Right now I have a graph with ~70 M nodes of a given type and have just finished uploading ~20 M nodes of another type. These node type can be considered like so:
// name is unique, index on position
CREATE (:A { name: string, position: int })
// index on start, end guaranteed > start
CREATE (:B { start: int, end: int })
Now, what I need to do is create links from (a)-[:IN]->(b)
where the position falls within the given range.

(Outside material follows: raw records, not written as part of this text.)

Issue #2664, opened 2016-08-21
Allow relevance search with filter[s]


websupporter:
In a discussion here in the forum I've realized that the check for relevance only takes `search` into account and not the possibility to send the search string via `filter[s]`. See https://github.com/WP-API/WP-API/pull/2579/commits/417b29066aaccc2017a1616cb8d931be2c090ef2

I've just creating a PR fixing this.

PR #2665, opened 2016-08-21
add filter[s] to allow for relevance search

websupporter:
Fixes https://github.com/WP-API/WP-API/issues/2664

### DIFF
--- a/lib/endpoints/class-wp-rest-posts-controller.php
+++ b/lib/endpoints/class-wp-rest-posts-controller.php
@@ -88,7 +88,7 @@ class WP_REST_Posts_Controller extends WP_REST_Controller {
 
 		//Make sure a search string is set in case the orderby is set to 'relevace'
 		if ( ! empty( $request['orderby'] ) && 'relevance' === $request['orderby'] && empty( $request['search'] ) && empty( $request['filter']['s'] ) ) {
-			return new WP_Error( 'rest_no_search_term_defined', __( 'You need to define a search term in order to use the relevance search.' ), array( 'status' => 400 ) );
+			return new WP_Error( 'rest_no_search_term_defined', __( 'You need to define a search term to order by relevance.' ), array( 'status' => 400 ) );
 		}
 
 		$args                         = array();
--- a/lib/endpoints/class-wp-rest-posts-controller.php
+++ b/lib/endpoints/class-wp-rest-posts-controller.php
@@ -87,7 +87,7 @@ class WP_REST_Posts_Controller extends WP_REST_Controller {
 	public function get_items( $request ) {
 
 		//Make sure a search string is set in case the orderby is set to 'relevace'
-		if ( ! empty( $request['orderby'] ) && 'relevance' === $request['orderby'] && empty( $request['search'] ) ) {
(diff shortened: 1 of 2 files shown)


BE-Webdesign:
I think with that conditional it will error if you were to do `?search=happy&orderby=relevance`.  I believe you would want `&& ( empty( $request['search'] ) || empty( $request['filter']['s'] ) )`

Can you add test cases to verify the error response works as intended?

websupporter:
Hi @BE-Webdesign,
will do. I thought it wouldn't be necessary, but its better I guess.

But basically I want both to be empty in order to say, you can't do a relevance search without a search string.

websupporter:
Added the test case. When I first wrote a test case I thought, I just add it to `test_get_items_order_and_orderby()`, but now it becomes maybe a bit messy. I could split the tests and open up a new `test_get_items_with_orderby_relevance()`?

---

Edit: There we might want also to add a failing search?

BE-Webdesign:
> But basically I want both to be empty in order to say, you can't do a relevance search without a search string.

Okay never mind misread the code then, the conditional is good.

Separate tests would be preferred.  I think all you need for a test case is to test whether the error response returns, when you have `orderby = relevance` and no `search` parameter specified.

lib/endpoints/class-wp-rest-posts-controller.php
```diff
@@ -87,7 +87,7 @@ public function get_items_permissions_check( $request ) {
 	public function get_items( $request ) {
 
 		//Make sure a search string is set in case the orderby is set to 'relevace'
-		if ( ! empty( $request['orderby'] ) && 'relevance' === $request['orderby'] && empty( $request['search'] ) ) {
+		if ( ! empty( $request['orderby'] ) && 'relevance' === $request['orderby'] && empty( $request['search'] ) && empty( $request['filter']['s'] ) ) {
 			return new WP_Error( 'rest_no_search_term_defined', __( 'You need to define a search term in order to use the relevance search.' ), array( 'status' => 400 ) );
```
BE-Webdesign: Could we change the error message to `'You need to define a search term to order by relevance.'`? Not a huge deal, but that would be a bit more clear to me. If you feel the current message is better, just leave it as is.

tests/test-rest-posts-controller.php
```diff
@@ -279,6 +279,13 @@ public function test_get_items_order_and_orderby() {
...
 		$data = $response->get_data();
 		$this->assertEquals( 'Coffee Cake is relevant', $data[0]['title']['rendered'] );
+
+		//Test relevance with filter[s] parameter
+		$request->set_param( 'filter', array( 's' => 'relevant' ) );
+		$request->set_param( 'orderby', 'relevance' );
+		$response = $this->server->dispatch( $request );
+		$data = $response->get_data();
+		$this->assertEquals( 'Coffee Cake is relevant', $data[0]['title']['rendered'] );
 	}
```
BE-Webdesign, line 283: All we need is for a test case is to trigger the error response not the other way around, unless that is already in a test somewhere from your previous PR.  So `request->set_param( 'orderby', 'relevance' );`, then dispatch and use `$this->assertErrorResponse()`.  Also if we could put this into its own test function, rather than the existing one, it might be better because it is testing a different concept.

BE-Webdesign:
Looks good to me.   I can't reset the Scrutinizer checks but going to merge it anyways as the unit tests are good.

I've tried multiple times using various forms of apoc.period.iterate
(streaming over all B's or all A's):
call apoc.periodc.interate(
"MATCH (b:B) RETURN b", // stream all B's
"MATCH (a:A) WHERE a.position >= b.start AND a.position < b.end AND NOT ((a)-[:IN]->(b)) MERGE (a)-[:IN]->(b)",
{
// i've tried parallel true & false, various batch sizes, etc.
}
)
And apoc.periodic.commit
(admittedly, I'm sure sure if commit even makes sense for this or where in the query the limit
should be applied):
call apoc.periodic.commit(
"MATCH (a:A) MATCH (b:B) WHERE a.position >= b.start AND a.position < b.end AND NOT ((a)-[:IN]->(b)) MERGE (a)-[:IN]->(b) WITH a, b LIMIT {limit} MERGE (a)-[:IN]->(b)",
{ limit: 1000 }
)
Regardless of how I run this, one of a few outcomes happens:
- The query returns almost immediately and does nothing.
- The query runs for ~2 hours, the connection is lost, nothing has been updated.
- The query runs for a little while (~1 hour), ends "successfully", nothing has been updated.
My "last hope" option is to actually perform the link up when loading B's into the database as part of the LOAD CSV
query. But this is sub-optimal, works, but is abysmally slow (at it's current rate it would take upwards of 6 days to complete).
Any help solving this would be a huge help. Thanks!